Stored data
BEGIN

PR #1672, opened 2024-07-03
Can now use search options in ML12 for BM25, Zero, and Random.

BillFarber:
Also adds a setting for BM25 Length Weight.

Added a couple of tests. These tests are of limited use here, but they do verify that "bm25" and "zero" are acceptable scoring options.

### DIFF
--- a/marklogic-client-api/src/main/java/com/marklogic/client/type/PlanSearchOptions.java
+++ b/marklogic-client-api/src/main/java/com/marklogic/client/type/PlanSearchOptions.java
@@ -15,19 +15,34 @@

END

**Work task:**
Print every record above exactly as it appears.

**Answer:**
PR #1672, opened 2024-07-03
Can now use search options in ML12 for BM25, Zero, and Random.

BillFarber:
Also adds a setting for BM25 Length Weight.

Added a couple of tests. These tests are of limited use here, but they do verify that "bm25" and "zero" are acceptable scoring options.

### DIFF
--- a/marklogic-client-api/src/main/java/com/marklogic/client/type/PlanSearchOptions.java
+++ b/marklogic-client-api/src/main/java/com/marklogic/client/type/PlanSearchOptions.java
@@ -15,19 +15,34 @@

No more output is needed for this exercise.